The Air Force of the Albanian People's Army () (FASH), was the Air Force of the People's Socialist Republic of Albania, which was very active during the Cold War period.

History 

The Albanian People's Army Air Force was formed in 1947 with a gift of twelve Yakovlev Yak-3 fighters and a few Polikarpov Po-2 biplane trainers from the Soviet Union, with Soviet personnel seconded as instructors and advisers.

The Albanian Air Force was officially established on April 24, 1951. The first aircraft were Soviet Yak-18 aircraft produced after World War II and initially used at Laprakë on the outskirts of the Albanian capital of Tirana. A few years later, the Albanian Air Force should also be equipped with jet fighters. The first squadron of MiG-15 fighter aircraft with the NATO code "Fagot", titled "Peza", was formed in 1955. This squadron was deployed at Kuçovo Airport.

In later years, as part of military aid from the Soviet Union, the Albanian Air Force is also equipped with the MiG-17, NATO code "Fresco" and MiG-19, NATO code "Farmer" types, and in the early 1970s with MiG-21 fighter aircraft from Chinese production. The fighter jets that came from China had different brands than the Soviet ones, but in the Albanian Air Force they were always identified with the Soviet brand. In June 1957, the first transport regiment was created, armed with Mi-1 helicopters (3 pieces), new Mi-4 helicopters (3 pieces), as well as some Yak-18 and PO-2 propeller aircraft. In 1967, this regiment was expanded in capacity with the arrival of 30 Mi-4 helicopters.

Combat operations

First Operation
The first operation of FASH were undertaken by the  Albanian anti-aircraft regiment units and they hit and shot down a Greek Spitfire type plane that had violated Albanian airspace for a spying mission. The Greek plane was destroyed and the pilot was found dead.

Second Operation
In August 1949, the anti-aircraft units of the same Regiment hit and shot down another Greek plane during the August Provocations. The Greek plane, damaged by the Ali Demi anti-aircraft regiment fire, was forced to land in the field where it was captured by Albanian combat units. The Greek pilot was captured and imprisoned as a prisoner of war.

Third Operation
In April 1952, a Spinoage Greek pilot Nikos Akrivojanis of the CIA is captured by Albanian Air Force soldiers.
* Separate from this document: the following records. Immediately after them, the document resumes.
PR #3922, opened 2018-09-04
Tweak default ship and variant loadouts to reflect missile changes

Pointedstick:
# Changes
This PR changes the default loadout of many ships and variants to reflect the logical conclusions of  the recent missile tweak and improve in-game realism, fun, and tactical opportunities.

In a nutshell, here are the changes:
* Most ships that previously had no missile armament now have some according to their typical default battle roles:
  * Interceptor/fighter: meteor, sidewinder, or javelin launchers
  * Interceptor-killer/anti-fighter defense: sidewinder missile launchers
  * Capital ship bombardment: torpedo launchers
  * Multirole/pirate/anti-merchant: meteor missile launchers
* Nearly all fighters, interceptors, and light warships have a Small Radar Jammer. [In the event that these outfits ever become useful](https://github.com/endless-sky/endless-sky/issues/3912), they should allow these ships to have a modicum of a chance against sidewinder missiles. It seemed logical that countermeasures against anti-fighter missiles would be more or less standard equipment.
* All turreted ships that previously lacked an anti-missile turret got one. Even before my missile changes, it was always odd how some large slow ships like Modified Argosies let you pound them to death with Meteors at long range with no defense whatsoever. No more. Large capital ships generally mount two Heavy Anti-Missile Turrets--one of the ways you can distinguish them from smaller lighter warships.
* Added a number of new variants that are heavily armed with missiles. Check out the `Vanguard (Missile)` variant, which is basically an [arsenal ship](https://en.wikipedia.org/wiki/Arsenal_ship).
* More fleets include heavy missile-armed interceptor and light warship escorts.
* Gave the Hawk 10 more weapon space and reduced its Cargo space by 10. This was the only way I was able to make the Hawk actually excel at anything over a Berserker or a Fury. With 50 tons, they can carry a mix-and-match assortment of Plasma cannons and Torpedo Launchers, making them truly useful bomber craft.

# Testing
* Played through the entire Free Worlds campaign in various ships, some armed with missile weapons, and some armed exclusively with guns and turrets.
  * Early game was no more difficult than it was before with all three ships
  * No major change to the overall balance during the campaign
  * In some cases, short-range battles are a bit slower because of the replacement of guns and gun turrets with missile weaponry. I think this is a good thing overall, since fleet battles in Endless Sky are generally over very quickly.
* Made sure all changed ships and variants could fit their new loadouts, and that their energy and heat profiles still made sense. Made minor tweaks to preserve these where appropriate.

# Feelings
[...]

PR #3926, opened 2018-09-08
Added Wasp variants to Small Core Pirates fleet

Nescio0:
<s>Currently no Syndicate fleet deploys Wasps, which is odd, because they produce them. This proposal adds Wasps to small Syndicate fleets. It also reserves Splinters for large fleets.
With this proposal, of all small Syndicate fleet variants:
6/24=25% have a Manta (140 weapon capacity) – previously 2/11=18%
12/24=50% have three Quicksilvers (3×60=180 weapon capacity) – previously 5/11=55%
6/24=25% have five Wasps (5×28=140 weapon capacity) – 3/11=27% used Splinters previously</s>

[EDIT]: instead, introduced "Wasp (Gatling)", "Wasp (Javelin)", and "Wasp (Plasma)" variants and added them to the "Small Core Pirates" fleet. 
Furthermore, the "Wasp (Bomber)", recently introduced in 80f9f5967092b6f3590579bda1af796f37533480, has been renamed to "Wasp (Meteor)" for clarity and consistency.


Nescio0:
True, I ordered them alphabetically to make it easier for me to count them. Effectively the only rearrangement is that two Manta variants are moved from the bottom of the list to the top.

matkoniecz:
> I ordered them alphabetically to make it easier for me to count them

I strongly suggest to not introduce unneded changes in commits or make them as separate PR if truly useful

Amazinite:
I think that Syndicated Security ships not using Wasps makes sense. Wasps are interceptors, the weakest possible individual combat ship (i.e. not a fighter/drone), so I don't see why the Syndicate would use the Wasp for security purposes. The weakest individual combat ship that the Navy uses are light warships. Notably, among the FW, Syndicate, and Navy, only the FW uses interceptors right now. That makes sense though since the FW are also the least developed of the three and need to use whatever they can. Syndicated Security, being more developed, probably shouldn't be throwing interceptors into the mix of their defense fleets.

Made by the Syndicate doesn't necessarily need to mean used by Syndicated Security.

Nescio0:
On the other hand, the Syndicate's primary objective is maximizing profits, therefore it makes perfect sense for them to use their own Wasps, which are cheaper than Megaparsec's Quicksilvers. 
screenshot from 2018-09-10 18-09-12

Amazinite:
Yeah, it's less costly to run five Wasps versus three Quicksilvers, up until your Wasps start dropping like flies against pirate warships. Upkeep of Quicksilvers, replacing lost ships included, is probably cheaper than the upkeep for Wasps, which are more likely to die in any single battle.

Testing 5 Wasps or 3 Quicksilvers vs a single Firebird (a possible core pirate fleet), the Wasps win with 2 to 3 casualties (1.276 to 1.914 million credits lost) while the Quicksilvers win with 0 to 1 casualty (nothing to 2.018 million credits lost). While a loss of a Quicksilver hurts more when it does happen, the loss of a couple Wasps is practically guaranteed against any large pirate fleet.

Nescio0:
That's a quick reply! How many playtests did you actually run?
Besides, do small security fleets always have to easily defeat large pirate fleets?

Amazinite:
Five tests for each. I've found that 5 to 10 tests is typically enough to get an understanding of how fleet battles will generally end, but single fleet-on-fleet battles aren't exactly the norm anyways when merchants fleets are usually nearby.

I wouldn't say they should easily defeat large pirate fleets, I'm just taking a look at the actual efficiency of each fleet variant. And current, small syndicate fleets can more or less demolish any small core pirate fleet and hold their own against some large core pirate fleets (except for perhaps the multi-warship or the Falcon variants; the single Firebird admittedly has only a 4/34 chance of spawning, only 2/34 if we're looking at the exact variant I tested with, and only 10/34 large core pirate fleets spawn a single medium warship). If new fleet variants are added, this balance between small/large pirate fleets and small Syndicate fleets should remain as to not drastically alter the average outcome of a fight between said fleets.

Nescio0:
>  If new fleet variants are added, this balance between small/large pirate fleets and small Syndicate fleets should remain as to not drastically alter the average outcome of a fight between said fleets.

Which is why I added not only Wasp variants, but also Quicksilvers. Currently 6/12=50% of all small Syndicate fleets consisted of three Quicksilvers, with this proposal 12/24=50%.
Personally I don't really expect it to drastically change outcomes overall, because there are many other variables involved (other fleets and player ships), but if you believe otherwise, I suppose I could add a Wasp variant equipped with two meteors and a blaster.
The fun factor for me personally increases when I see some Syndicate Wasps flying around; they have a funny shape and colour.

Nescio0:
Now I think of it, actually Core pirates should occassionally use Wasps as well, they're cheap and readily available, and pirates are suicidal anyway, so it fits. Done.

Nescio0:
> It is really preferable to have single change in a single pull request.

Well, I suppose I could split this one into three, one that adds Wasps to the Small Syndicate fleet, one that adds Wasps to the Small Core Pirates fleet, and one that adds Wasps to the Human Miners fleets, if that's what people want; however, in my mind these are all related. Nor is it unusual; e.g. #3922 is an example with numerous changes in a single pull request.

Amazinite:
Speaking of #3922, I wouldn't merge any addition of Wasps into pirate fleets. #3922 specifically removed Wasps from a few areas due to them having Sidewinder missiles now, which are difficult for starter players to deal with. With #3922, only northern pirate fleets can spawn with Sidewinders, while all other pirate fleets will use Meteors and Javelins. 

Wasps to miner fleets doesn't seem necessary.

Wasps to Syndicate fleets is what this PR was created focusing on and is what it should've stayed as. I'm still not sold on the idea, though.

Nescio0:
So if I understand correctly, the Syndicate mass produces Wasps, but:
* the Syndicate doesn't use Wasps because they're too weak
* Pirates don't use Wasps because they're too strong
* Human Miners use Sparrows, Furies, Hawks, and Headhunters, but no Wasps
* players don't use Wasps because Berserkers and Furies are better interceptors

I'm starting to wonder why they are in game then.

data/variants.txt
```diff
@@ -1848,7 +1848,7 @@ ship "Vanguard" "Vanguard (Missile)"
 	gun "Sidewinder Missile Launcher"
 	gun "Sidewinder Missile Launcher"
 	gun "Sidewinder Missile Launcher"
-	turret "Heavy Anti-Missile Turret"
+
```
jafdy: Why was this line removed?

Amazinite:
It's not that pirates can't use the Wasp in general, it's just that I'd rather not them be using default Wasps. gatling, proton, or laser Wasps would be alright for use by pirates.

Wasps only have 10 cargo space, making them nearly useless for mining. The Sparrow and Fury at least have 15, so adding the Wasp to mining fleets for the sake of having it used more would just made it the worst mining ship. Someone who's trying to mine is probably just going to get a Sparrow, as it's cheaper and has more cargo.

Nescio0:
Replaced the Pirates' default Wasp with several variants and reverted the Human Miners' changes.

Amazinite:
I'm still not sold on the idea of Wasps in Syndicate fleets. They might be cheaper on upkeep than Quicksilvers, but they become more expensive as soon as any serious combat begins and Wasps start dropping quicker than Quicksilvers.

The Syndicate not having any Wasps also gives us some sort of differentiation between the military/security of the three major powers.
* Navy: Light warships, medium warships, and heavy warships (high tech, best in class ships)
* FW: Interceptors, medium warships, and heavy warships (middle of the road medium and heavies, need interceptors to fill ranks)
* Syndicate: light warships, medium warships, and barely-heavy warships (better off than the FW on the low end but worse than the Navy on the high end)

Nescio0:
Personally I think it's not too problematic if *small* Syndicate fleets with Wasps occassionally lose to e.g. a Falcon spawned by a *large* Core Pirates fleet. 

> * Navy: Light warships, medium warships, and heavy warships (high tech, best in class ships)
> * FW: Interceptors, medium warships, and heavy warships (middle of the road medium and heavies, need interceptors to fill ranks)
> * Syndicate: light warships, medium warships, and barely-heavy warships (better off than the FW on the low end but worse than the Navy on the high end)

Let's not compare apples with pears but look at their small fleets only.

* current fleet "Small Syndicate":
  * three Quicksilvers: 6/11=54.5%
  * one Manta: 2/11=18.2%
  * one Splinter: 1/11=9.1%
  * one Splinter plus one Quicksilver: 1/11=9.1%
  * one Splinter plus one Quicksilver: 1/11=9.1%
* proposed fleet "Small Syndicate":
  * three Quicksilvers: 12/24=50%
  * five Wasps: 6/24=25%
  * one Manta: 2/24=8.3%
  * one Manta plus one Quicksilver: 2/24=8.3%
  * one Manta plus two Wasps: 2/24=8.3%
* fleet "Small Free Worlds":
  * two interceptors (combinations of Furies, Hawks, and Sparrows): 34/58=58.6%
  * one Hawk plus two Sparrows: 12/58=20.7%
  * one Hawk: 6/58=10.3%
  * one Fury plus two Sparrows: 2/58=3.4%
  * one Sparrow: 2/58=3.4%
  * one Osprey: 2/58=3.4%
* fleet "Small Republic":
  * one Gunboat: 6/25=24%
  * two Rainmakers: 6/25%=24
  * one Gunboat plus one Rainmaker: 5/25=20%
  * one Frigate: 4/25=16%
  * two Gunboats: 3/25=12%
  * three Rainmakers: 1/25=4%

Basically I'd expect that even the five Wasps fleets are superior to the average small Free Worlds fleet of two interceptors. I'm not too concerned this proposal significantly alters the general status quo.

Nescio0:
> The Syndicate makes ships that they also just so happen to use for their own security forces

Actually the Manta, Quicksilver, and Splinter are all Megaparsec's. The only Syndicate ships the Syndicate currently uses are the Protector and Vanguard, in a minority of the large Syndicate fleets.

Amazinite:
Did I say that all the ships that the Syndicate uses are its own?

Nescio0:
Although I still think the Syndicate ought to use Wasps, the original purpose of this proposal, I've now reverted that, because it doesn't seem likely to be committed. 
Instead, this proposal introduces some Wasp variants and adds them to the Small Core Pirates fleet.

data/fleets.txt
```diff
@@ -1903,6 +1903,16 @@ fleet "Small Core Pirates"
...
+	variant 2
+		"Wasp (Gatling)"
+	variant 2
+		"Wasp (Javelin)"
+	variant 2
+		"Wasp (Meteor)"
+	variant 2
+		"Wasp (Plasma)"
+	variant 2
+		"Wasp (Proton)"
```
Amazinite: Fleet | Old chance | New chance
------|--------------|--------------
Single interceptor | 65.5% | 74.4%
Double interceptor | 6.9% | 5.1%
Light warship | 27.6% | 20.5%

Core pirate fleets might lean too much toward single interceptor fleets now. I'd suggest either reducing the frequency of all these wasp variants to 1, or adding new double interceptor and light warship variants to compensate and keep the chance of each fleet variant close to the original.

Nescio0: New changes:

    single Quicksilver from 4 to 6
    double Quicksilver from 2 to 3
    single Wasp variants from 0 to 10
    removed interceptor variants introduced in #3922 because some Wasps have missiles; from 5 to 0

That ought to largely preserve average fleet strength, I think.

He is said to have landed as he wanted to flee Greece because of the government but he was in Albania for a covert operation. The Albanian soldiers arrested him while he was spying on the Albanian authorities while in captivity, so he was arrested during the trial on December 13, 1953 and on August 16, 1954 he was executed by an Albanian execute commando.

First Albanian Air Force incident against the US Air Force
on December 23, 1957, an American Lockheed T-33 fighter jet violated Albanian airspace. Two MiG-15 aircraft took off from Kuçova airbase, piloted by Anastas Ngjela and Mahmut Hysa.

Major Howard J.Curran was surrounded and forced to land on the unfinished runway of the Rinas airport. The plane was seized and Major Howard J.Curran was taken prisoner. He was later released on January 11, 1958, while the plane was placed in the Gjirokastra castle museum, where it is still today.